Sex lies and videotape (1989): Writer, Director, Editor
by theTramp
Sex Lies and Videotape (SLVT) was Soderbergh’s first film released in 1989. I was 13 at the time and have no memory of the impact that it had on release, but as it won a Palme d’Or at Cannes it was clearly more impactful than the low budget relationship drama ever expected it might be. By the time I saw it, in my late teens at university, it was teetering on the edge of cult (which I would argue is where it remains), a rare beast, the romantic film that men and women watched; well men and women who liked art house cinema.
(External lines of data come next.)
PR #1033, opened 2016-10-27
Remove special case for business support pages

tijmenb:
Business support pages (like https://www.gov.uk/apprenticeshipsni) explicitly don't have a sidebar. This is redundant, because the sidebar won't show anyway when there's nothing to show (like related mainstream pages and external links).

I haven't found any good reason in the commit history why this page is a special case, so I think it would make sense to remove it. This means that if we'd ever want something in the sidebar here we could make it so.

🚫❄️

## Before (or after)

screen shot 2016-10-27 at 11 43 41

## After (or before)

screen shot 2016-10-27 at 11 43 48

SLVT had a profound effect on me. After years of being fed films where the women had little more to do than define the men around them, and in the romantic films of the time (mid 90s) the women were almost always unreal and regardless of age defined by their need for romance; without a man they were nothing. I won’t claim to not enjoying those films, I did and I do, but they were never more than fairy tales and SLVT was anything but.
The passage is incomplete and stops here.